There were certain unique challenges Wilm experienced as a visually-impaired teacher candidate. While teaching History 30 at Mont Royal Collegiate, she discovered the curriculum was over 30 years old.

“I tried to go online and look at the curriculum and the pdf images were so old that my computer couldn’t read them,” said Wilm. “It wasn’t accessible for me. It was really nerve-wracking.”

After exhausting all options to find an accessible History 30 curriculum in the province, she turned to her husband and partner Kyle Wilm for help.

“My husband was really my eyes with that curriculum, just like he was throughout my entire learning journey. He was my eyes whenever I needed help with something. When I had to take pictures, do slide shows, he’s always there for me,” shared Wilm.

Wilm and Loewen, along with their seven-year-old son Chris, hope to move back to her home community.

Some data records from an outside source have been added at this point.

Issue #2275, opened 2026-04-29
[P1] Wheel smoke: invoke main() against stub config — catches a2a-sdk migration finds at publish time


HongmingWang-Rabbit:
## Background

Today we found 5 a2a-sdk v0→v1 migration regressions across template repos:

- **gemini-cli**: top-level import → boot-smoke caught it (3 cascade fires failed)
- **crewai / openclaw / autogen**: lazy import inside \`async def execute()\` → boot-smoke MISSED, images shipped, runtime ImportError on first A2A message
- **claude-code**: \`from a2a.types import FilePart\` (lazy) → boot-smoke MISSED, every workspace crashed on result delivery (production impact)

## Root cause

The current boot-smoke step in \`molecule-ci/.github/workflows/publish-template-image.yml\` does \`docker inspect\` and imports \`/app/*.py\` at module load. **Lazy imports inside functions are never evaluated** at smoke time — they crash at runtime instead.

## Fix

Extend the boot-smoke step to actually invoke a stub \`main()\` against minimal env so the runtime startup path executes. Specifically:

1. Add a stub-config workspace ID + minimal env (no real platform).
2. Run \`molecule-runtime --smoke-mode\` (new flag) which loads adapter, calls \`execute()\` with a no-op message, and exits.
3. Any ImportError or critical exception during this path = smoke failure.

Catches: every import path actually evaluated during a real workspace boot, including lazy imports.

## Why P1

Today's incident: 4 templates shipped broken images for 4+ hours before audit caught them. The cost of one image-rebuild gate (~30s extra in CI) eliminates a recurring class of production breakage. Direct empirical evidence: this single gate would have caught **all 5** of today's findings before the v0.1.36 publish.

## Implementation sketch

1. \`molecule_runtime\` exposes \`--smoke-mode\` flag — short-circuits to a fake EventQueue + stub RequestContext, calls \`execute()\` once, exits 0/1.
2. \`molecule-ci/.github/workflows/publish-template-image.yml\` adds a step:
   \`\`\`yaml
   - name: Invoke main() smoke (catches lazy imports)
     run: |
       docker run --rm \
         -e WORKSPACE_ID=fake -e MOLECULE_SMOKE_MODE=1 \
         "$IMAGE" molecule-runtime --smoke-mode
   \`\`\`
3. Failure = block publish (same gate as today's docker-inspect smoke).

## Linked

[...]

PR #2446, opened 2026-05-01
feat(wheel-smoke): exercise execute() to catch lazy imports (#2275)

HongmingWang-Rabbit:
## Summary

- New `workspace/smoke_mode.py`: `MOLECULE_SMOKE_MODE=1` short-circuit in `main.py` invokes `executor.execute(stub_ctx, stub_queue)` once with a 5s timeout, exit 1 on `ImportError`/`ModuleNotFoundError`, exit 0 on timeout / clean return / non-import errors.
- Closes the gap that issue #2275 names: existing `wheel_smoke.py` only IMPORTs `molecule_runtime.main` at module scope, missing lazy imports buried inside `async def execute(...)` bodies (e.g. `from a2a.types import FilePart`). The 2026-04-2x v0→v1 a2a-sdk migration shipped 5 such regressions that all looked fine at module-load smoke.
- Phase 2 (separate PR in molecule-ci) wires `MOLECULE_SMOKE_MODE=1` into `publish-template-image.yml` so the publish gate runs this against every template image before pushing.

## Why exit 0 on timeout?

If the import tree is healthy, `execute()` proceeds far enough to hit a network boundary (LLM call, etc.) and stalls — that's the expected outcome and a *pass*. If a lazy import is broken, the call raises before it gets that far. Other exception types (auth errors, validation) are caught by adapter-level tests, not this gate, so they also pass.

## What's stubbed vs real

- Stub `(RequestContext, EventQueue)` is built from the *real* a2a-sdk so SendMessageRequest/RequestContext constructor changes also surface as smoke failures — the regression class includes "SDK refactored mid-publish."
- The executor itself isn't stubbed; its full code path runs.
- conftest.py's `a2a.*` shims don't include `ServerCallContext` / `SendMessageRequest`, so two construction tests are gated on `_real_a2a_sdk_available()` and skip in CI's stubbed environment.

## Test plan

- [x] `pytest workspace/tests/test_smoke_mode.py` — 21 passed, 2 skipped (real-SDK-only construction tests, expected behavior with conftest stubs)
- [x] Rewriter tests still pass (17/17) after adding `smoke_mode` to `TOP_LEVEL_MODULES`
- [x] Wheel build succeeds; `smoke_mode.py` rewritten cleanly, importable as `from molecule_runtime.smoke_mode import is_smoke_mode, run_executor_smoke`
- [x] End-to-end validated against installed a2a-sdk: failing executor (FilePart import error) → exit 1; timeout executor → exit 0; clean executor → exit 0; auth-error executor → exit 0
- [ ] Phase 2 PR in `molecule-ci` wires this into `publish-template-image.yml`

### DIFF
--- a/scripts/build_runtime_package.py
+++ b/scripts/build_runtime_package.py
@@ -78,6 +78,7 @@ TOP_LEVEL_MODULES = {
     "prompt",
     "runtime_wedge",
     "shared_runtime",
+    "smoke_mode",
     "transcript_auth",
     "watcher",
 }
--- a/workspace/main.py
+++ b/workspace/main.py
@@ -136,6 +136,20 @@ async def main():  # pragma: no cover
         await adapter.setup(adapter_config)
         executor = await adapter.create_executor(adapter_config)
 
+        # 5a. Boot-smoke short-circuit (issue #2275): if MOLECULE_SMOKE_MODE
+        # is set, exercise the executor's full import tree by calling
+        # execute() once with stub deps + a short timeout. Skips platform
+        # registration + uvicorn entirely. Returns process exit code.
+        from smoke_mode import is_smoke_mode, run_executor_smoke
+        if is_smoke_mode():
+            exit_code = await run_executor_smoke(executor)
+            if hasattr(heartbeat, "stop"):
+                try:
+                    await heartbeat.stop()
+                except Exception:  # noqa: BLE001
+                    pass
+            raise SystemExit(exit_code)
+
         # 5b. Restore from pre-stop snapshot if one exists (GH#1391).
         # The snapshot is scrubbed before being written, so secrets are
         # already redacted — restore_state must not re-expose them.
--- a/workspace/smoke_mode.py
+++ b/workspace/smoke_mode.py
@@ -1,0 +1,140 @@
+"""Boot smoke mode — exercises the executor's full import tree without touching real platforms.
+
+Why this exists (issue #2275): the existing `wheel_smoke.py` only IMPORTS
+`molecule_runtime.main` at module scope. Lazy imports buried inside
+`async def execute(...)` bodies (e.g. `from a2a.types import FilePart`)
+NEVER evaluate at static-import time — they crash at first message
+delivery in production.
+
+The 2026-04-2x v0→v1 a2a-sdk migration shipped 5 such regressions in
+templates that all looked fine at module-load smoke. This module fills
+the gap by actually invoking `executor.execute(stub_ctx, stub_queue)`
+once with a short timeout. If the import-tree is healthy the call
+proceeds far enough to hit a network boundary (LLM call, etc.) and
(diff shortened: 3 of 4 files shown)


hongmingwang-moleculeai (commented):
Five-axis review (LGTM from a quality standpoint, deferring approval per loop policy until CI settles):

- **Correctness** — Exit-code semantics match the 4 regression classes described in the body: ImportError/ModuleNotFoundError → 1 (the gate's whole point); TimeoutError → 0 (imports past the gate, hit a network boundary — expected pass); other exceptions → 0 (downstream of imports, owned by adapter-level tests); stub-context build failure → 1 (broken a2a-sdk import path, same regression class). `heartbeat.stop()` cleanup before SystemExit is right. `asyncio.wait_for` cancellation is captured via CancelledError too — good.
- **Readability** — Docstrings name *why* the gate exists (2026-04-2x v0→v1 a2a-sdk migration shipped 5 lazy-import regressions; existing wheel_smoke.py only IMPORTs at module scope, missing `async def execute()` body imports like `from a2a.types import FilePart`). The PASS-on-timeout rationale is documented inline so future readers don't "helpfully" tighten the timeout. Test docstring also calls out the no-coverage-on-main reasoning + the conftest a2a shim caveat.
- **Architecture** — Function-scope a2a imports inside `_build_stub_context()` keep the wheel bootable without smoke mode active — wheel still imports cleanly even if the test-time a2a-sdk path is broken. `scripts/build_runtime_package.py` adds `smoke_mode` to the bundled module set so the gate ships with the runtime. Phase 2 (CI wiring) explicitly deferred to molecule-ci PR — clean split.
- **Security** — Env var read only (`MOLECULE_SMOKE_MODE`, `MOLECULE_SMOKE_TIMEOUT_SECS`). Stub message is hardcoded "smoke test". No platform registration, no uvicorn, no network egress (the timeout is *the boundary*). No new attack surface.
- **Performance** — Single 5s-timeout invocation per template image. Configurable via env if a slow adapter overlaps. Body explicitly cautions against making it too long since publish workflow multiplies across N templates — that operational note belongs in the source.

**Coverage:** `workspace/tests/test_smoke_mode.py` (190 LOC) exercises is_smoke_mode env truthy parsing, run_executor_smoke timeout-pass / import-error-fail / other-exception-pass / clean-completion-pass branches. End-to-end main.py path explicitly out-of-scope (covered by the publish-template-image.yml gate this exists for).

**Loop policy note:** 12/20 checks SUCCESS, 8 IN_PROGRESS (including the operationally relevant "PR-built wheel + import smoke" and "Python Lint & Test"). My session loop only auto-approves on all-green for non-dependabot authors, so deferring final approval to a human reviewer or the next tick once checks settle. Diff is +345/-0 additive; no security red flags; no .github/workflows changes; no deleted tests. This directly addresses the regression class the user memorized after the 2026-04-27 RuntimeCapabilities ImportError outage.

PR #2509, opened 2026-05-02
fix(a2a): send v1 file Part shape; tolerate v1 server-side

HongmingWang-Rabbit:
## Summary

Image-only chats surface `Error: message contained no text content.` because canvas posts the v0 file-part shape `{kind:"file", file:{uri,name,mimeType}}` that the workspace runtime's a2a-sdk v1 protobuf parser silently drops. v1 `Part` has fields `[text, raw, url, data, metadata, filename, media_type]` — there is no `kind`, no nested `file`. With `ignore_unknown_fields=True`, `ParseDict` drops both legacy keys, producing a fully-empty Part. No text, no extracted attachments → the executor's `"no text content"` guard fires.

Three coordinated changes:

1. **canvas/ChatTab.tsx** — outbound file parts now use the v1 flat shape `{url, filename, mediaType}` so the v1 parser populates Part fields instead of dropping them.
2. **workspace/executor_helpers.py** — `extract_attached_files` learns a v1 detection branch (non-empty `part.url` + `filename` + `media_type`) alongside the existing v0 RootModel and flat-file shapes. Defends every runtime mounting the OSS wheel against any client still on the v0 wire.
3. **canvas/message-parser.ts** — `extractFilesFromTask` tolerates the v1 shape on incoming agent responses, so file chips render in chat history regardless of which Part shape the runtime emits.

Repro:
\`\`\`python
from a2a.types import a2a_pb2
from google.protobuf.json_format import ParseDict
v0 = {"kind":"file","file":{"uri":"workspace:/x.png","name":"x.png","mimeType":"image/png"}}
p = ParseDict(v0, a2a_pb2.Part(), ignore_unknown_fields=True)
# All fields empty → silently dropped by extract_attached_files (pre-fix).
\`\`\`

## Test plan

- [x] \`workspace/tests/test_executor_helpers.py\` — new v1-shape test + empty-Part defense (`86 passed`)
- [x] \`canvas/.../message-parser.test.ts\` — new v1 protobuf flat-shape extraction test + URL-basename fallback (`91 passed`)
- [x] \`tsc --noEmit\` clean across canvas
- [ ] After merge + cascade: send image-only chat in hongming Claude Code Agent workspace; expect agent to receive the image (manifest line in prompt) instead of `"no text content"` error

Surfaced 2026-05-01 in hongming workspace after the `/workspace` chown fix unblocked uploads.

### DIFF
--- a/canvas/src/components/tabs/ChatTab.tsx
+++ b/canvas/src/components/tabs/ChatTab.tsx
@@ -32,10 +32,23 @@ interface A2AFileRef {
   bytes?: string;
   size?: number;
 }
+// A2A Part shape — covers both v0 (Pydantic discriminated union with
+// `kind: "text" | "file"`) and v1 (a2a-sdk protobuf with flat fields:
+// `text` for text parts; `url` + `filename` + `mediaType` for file
+// parts; no `kind` discriminator at all). Outbound we now send v1 for
+// file parts because the v1 protobuf parser drops the v0 keys via
+// `ignore_unknown_fields=True`, surfacing as the user-visible
+// "Error: message contained no text content" on image-only chats
+// (2026-05-01 hongming incident). Text parts stay accident-compatible
+// across v0/v1 because the field name is `text` in both.
 interface A2APart {
-  kind: string;
+  kind?: string;
   text?: string;
   file?: A2AFileRef;
+  // v1 file-part fields (flat — no nested `file` object):
+  url?: string;
+  filename?: string;
+  mediaType?: string;
 }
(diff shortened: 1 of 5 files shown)


hongmingwang-moleculeai (approved):
Reviewed: a2a v0/v1 Part shape coordination is the right shape. Canvas outbound v1, runtime tolerant of v0+v1, parser tolerant of v0+v1 on incoming. Tests pin both shapes on both sides. Fix matches root cause (json_format ignore_unknown_fields silent-drop).

PR #2510, opened 2026-05-02
fix(canvas): revert v1 outbound file part shape — JSON-RPC layer rejects it

HongmingWang-Rabbit:
## Summary

Hotfix on top of PR #2509. Live test showed a2a-sdk's JSON-RPC layer validates against the **v0 Pydantic discriminated union** (`TextPart | FilePart | DataPart`), so the v1 flat shape `{url, filename, mediaType}` is rejected with:

\`\`\`
Invalid Request:
  params.message.parts.0.TextPart.text — Field required
  params.message.parts.0.FilePart.file — Field required
  params.message.parts.0.DataPart.data — Field required
\`\`\`

That means every chat message with attachments would 400 against the workspace once Vercel deploys the canvas with the v1 outbound shape — regression.

The actual root cause of the original user-visible "Error: message contained no text content" was the missing `/workspace` chown that already shipped via CP PR #381 (`workspace_dir mkdir+chown`) + test pin #382. Verified end-to-end by sending an image-only A2A message with v0 shape against the freshly-provisioned hongming Claude Code Agent — agent received the file, read its bytes, and replied normally:

> I can see you've attached an image (v0v1-test.png), but it appears to be blank/empty… the file arrived at \`/workspace/.molecule/chat-uploads/…\` and I can read it.

## Scope of revert

Only canvas outbound. Defensive v1-tolerance stays in:
- \`workspace/executor_helpers.py\` — \`extract_attached_files\` still accepts v1 protobuf parts (future-proof, harmless on v0 hot path)
- \`canvas/message-parser.ts\` — \`extractFilesFromTask\` still tolerates v1 shape on incoming agent responses

## Test plan

- [x] Canvas tests still green: 91/91
- [x] Workspace tests still green: 86/86
- [x] Live test against hongming with v0 shape post-PR #381 + restart — agent receives image, no "no text content" error
- [ ] Confirm Vercel canvas deploy from main does NOT include the v1 outbound shape (this PR cherry-flips back before any user action)

### DIFF
--- a/canvas/src/components/tabs/ChatTab.tsx
+++ b/canvas/src/components/tabs/ChatTab.tsx
@@ -32,23 +32,19 @@ interface A2AFileRef {
   bytes?: string;
   size?: number;
 }
-// A2A Part shape — covers both v0 (Pydantic discriminated union with
-// `kind: "text" | "file"`) and v1 (a2a-sdk protobuf with flat fields:
-// `text` for text parts; `url` + `filename` + `mediaType` for file
-// parts; no `kind` discriminator at all). Outbound we now send v1 for
-// file parts because the v1 protobuf parser drops the v0 keys via
-// `ignore_unknown_fields=True`, surfacing as the user-visible
-// "Error: message contained no text content" on image-only chats
-// (2026-05-01 hongming incident). Text parts stay accident-compatible
-// across v0/v1 because the field name is `text` in both.
+// A2A Part — outbound matches the v0 Pydantic discriminated-union
+// shape that a2a-sdk's JSON-RPC layer validates against (TextPart |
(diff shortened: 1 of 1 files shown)


hongmingwang-moleculeai (approved):
Reverting v1 outbound back to v0. Live test against hongming with v0 + freshly chowned workspace confirms agent receives image-only message correctly. v1 outbound was a wrong hypothesis — JSON-RPC layer validates against v0 Pydantic union and rejects v1 with 'Field required'.

hongmingwang-moleculeai (approved):
Reverting v1 outbound. Live test confirmed JSON-RPC layer rejects v1 flat shape.

PR #2535, opened 2026-05-03
Persist canvas-selected model+provider on first deploy

HongmingWang-Rabbit:
## Summary

Fixes the load-bearing bug where hermes workspaces fail provisioning with `container started but never called /registry/register` whenever the canvas selects a non-default model.

## The bug chain

1. Canvas POSTs `/workspaces` with `{model: "minimax/MiniMax-M2.7-highspeed"}`.
2. The workspace row is created and the FIRST provision succeeds — `payload.Model` is plumbed through to `applyRuntimeModelEnv` and the container boots with `HERMES_DEFAULT_MODEL=minimax/...`.
3. **But neither `MODEL_PROVIDER` nor `LLM_PROVIDER` is ever persisted to `workspace_secrets`.**
4. On the next Restart, the payload is rebuilt from the `workspaces` row (no `model` column), so `payload.Model` is empty.
5. `applyRuntimeModelEnv` falls back to `envVars["MODEL_PROVIDER"]` — also empty (never written).
6. `HERMES_DEFAULT_MODEL` is never exported, the container's `start.sh` falls through to its hardcoded default (`nousresearch/hermes-4-70b`), `derive-provider.sh` produces the wrong provider, the hermes gateway 401s, `/health` poll fails, `molecule-runtime` never registers.

Symptom: failed-workspace `95ed3ff2` (2026-05-02).

Compounding: even on the first provision, `LLM_PROVIDER` is never written (canvas doesn't send `provider`), so CP user-data omits the `provider:` field from `/configs/config.yaml` and `derive-provider.sh` falls through to `PROVIDER="auto"` for every custom-prefix slug — pre-empting the runtime detection that would have picked the right provider from a Molecule-managed key.

## The fix

After the workspace row commits in `WorkspaceHandler.Create`:

1. Persist `MODEL_PROVIDER = payload.Model` (when non-empty) to `workspace_secrets`. This is the row `applyRuntimeModelEnv`'s fallback chain reads on Restart.
2. Persist `LLM_PROVIDER = deriveProviderFromModelSlug(payload.Model)` to `workspace_secrets` (only when the prefix is recognized — unknown prefixes return `""` so `derive-provider.sh`'s `*=auto` branch keeps the final say at runtime).

`deriveProviderFromModelSlug` is a Go translation of the case statement in `workspace-configs-templates/hermes/scripts/derive-provider.sh` covering all the prefixes the shell script handles. Two intentional differences:

- `nousresearch/*` and `openai/*` both default to `openrouter` here — the shell script's `HERMES_API_KEY`/`OPENAI_API_KEY` checks need runtime env we may not have at provision time. `derive-provider.sh` can still upgrade to `nous`/`custom` at boot when the keys are present.
- Unknown prefixes return `""` (skip the write) instead of `"auto"` — persisting `auto` would block a future `Save+Restart` with a known prefix from re-deriving.

`derive-provider.sh` remains the source of truth at runtime; this is strictly a *gating* hint that survives restarts.

## Implementation

- `secrets.go`: extracted `setModelSecret` and `setProviderSecret` (lowercase) helpers from the existing `SetModel`/`SetProvider` gin handlers. Both now reuse the same encryption + upsert logic — no SQL is inlined in the create path.
- `workspace_provision.go`: added `deriveProviderFromModelSlug(model string) string` directly above `applyRuntimeModelEnv`. `applyRuntimeModelEnv` itself is unchanged.
- `workspace.go`: added the two-line persistence call in `WorkspaceHandler.Create` right after `tx.Commit()`. Failures are logged and non-fatal — the workspace row stays consistent and a later `Save+Restart` via the canvas can re-persist.

## Test plan

- [x] `go build ./...` clean
- [x] `go vet ./...` clean
- [x] `go test ./internal/handlers/... -run "DeriveProvider|FirstDeploy|MintModelProvider" -v` — 4 new test functions, 31 sub-cases pass
- [x] Existing `SetModel`/`SetProvider` tests still pass (refactor invariance)
- [x] Full handlers package test suite still passes
- [ ] Staging E2E: provision a hermes workspace with `model=minimax/MiniMax-M2.7`, restart, confirm it stays on minimax (does not regress to `nousresearch/hermes-4-70b`)

New tests added (`workspace_provision_shared_test.go`):

- `TestDeriveProviderFromModelSlug` — table-driven, 28 cases including all known prefixes + unknown + edge cases (empty / no-slash / leading-slash)
- `TestWorkspaceCreate_FirstDeploy_PersistsModelAndProvider` — happy path with `minimax/MiniMax-M2.7`, asserts both rows are written
- `TestWorkspaceCreate_FirstDeploy_NoModel_NoSecretWritten` — empty `payload.Model` writes neither row
- `TestWorkspaceCreate_FirstDeploy_UnknownModel_OnlyMintModelProvider` — unknown prefix writes `MODEL_PROVIDER` but skips `LLM_PROVIDER`

### DIFF
--- a/workspace-server/internal/handlers/secrets.go
+++ b/workspace-server/internal/handlers/secrets.go
@@ -467,6 +467,35 @@ func (h *SecretsHandler) GetModel(c *gin.Context) {
 	c.JSON(http.StatusOK, gin.H{"model": string(decrypted), "source": "workspace_secrets"})
 }
 
+// setModelSecret writes (or clears, when value=="") the MODEL_PROVIDER
+// workspace secret. Extracted from SetModel so non-handler call sites
+// (notably WorkspaceHandler.Create — first-deploy path that persists the
+// canvas-selected model so applyRuntimeModelEnv's restart fallback finds
+// it) can reuse the encryption + upsert logic without inlining the SQL.
+//
+// Returns nil on success. Caller is responsible for any restart trigger;
+// the gin handler re-adds that after a successful write.
+func setModelSecret(ctx context.Context, workspaceID, model string) error {
+	if model == "" {
+		_, err := db.DB.ExecContext(ctx,
+			`DELETE FROM workspace_secrets WHERE workspace_id = $1 AND key = 'MODEL_PROVIDER'`,
+			workspaceID)
+		return err
+	}
+	encrypted, err := crypto.Encrypt([]byte(model))
+	if err != nil {
+		return err
+	}
+	version := crypto.CurrentEncryptionVersion()
+	_, err = db.DB.ExecContext(ctx, `
+		INSERT INTO workspace_secrets (workspace_id, key, encrypted_value, encryption_version)
+		VALUES ($1, 'MODEL_PROVIDER', $2, $3)
+		ON CONFLICT (workspace_id, key) DO UPDATE
+			SET encrypted_value = $2, encryption_version = $3, updated_at = now()
+	`, workspaceID, encrypted, version)
+	return err
+}
+
 // SetModel handles PUT /workspaces/:id/model — writes the model slug
 // into workspace_secrets as MODEL_PROVIDER (the key GetModel reads).
 // For hermes, the value is a hermes-native slug like "minimax/MiniMax-M2.7";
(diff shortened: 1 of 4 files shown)


hongmingwang-moleculeai (approved):
LGTM. Reuses extracted setModelSecret/setProviderSecret helpers to avoid SQL drift, the deriveProviderFromModelSlug mapping matches derive-provider.sh, and the unknown-prefix returns empty decision keeps the runtime check in derive-provider.sh as the source of truth. The 4 new tests pin all three branches (happy path, empty model, unknown prefix) plus the 28-case slug to provider table.

Issue #246, opened 2026-04-15
template: Security Auditor needs notification channel for critical findings


HongmingWang-Rabbit:
## Summary

The Security Auditor workspace has no notification channel configured. Critical security findings have no push path to human operators — they exist only in memory/logs until someone manually checks.

## Current state
`org-templates/molecule-dev/org.yaml` — Security Auditor workspace:
- `channels:` — **not set**
- Only PM has a channel (Telegram)

## Why this matters now
- Issue #241 was filed today: YAML injection + path traversal in `workspace_provision.go` (MEDIUM severity)
- Issues #221, #226 are prior instances of the same vulnerability class
- If Security Auditor's 12h cron had fired and found #241 at night, there would be no push notification to the team

## Proposed fix
Add an email (or Slack) channel to Security Auditor, gated to `severity >= HIGH`:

“I hope to find work there, or at least in the surrounding areas,” said Wilm. “My husband and I, we love the outdoors and we find ourselves really missing family. We do hope to move back for my son to be closer to his cousins and to my parents.”

Wilm is excited for what the future holds and is still a bit overwhelmed by what she’s achieved.

“I feel sad and happy, in a good way. I’m doing what I want to do,” said Wilm. “It took me a long time to get here and it took a lot of trial and error and a lot of obstacles. It still feels kind of unbelievable to me.”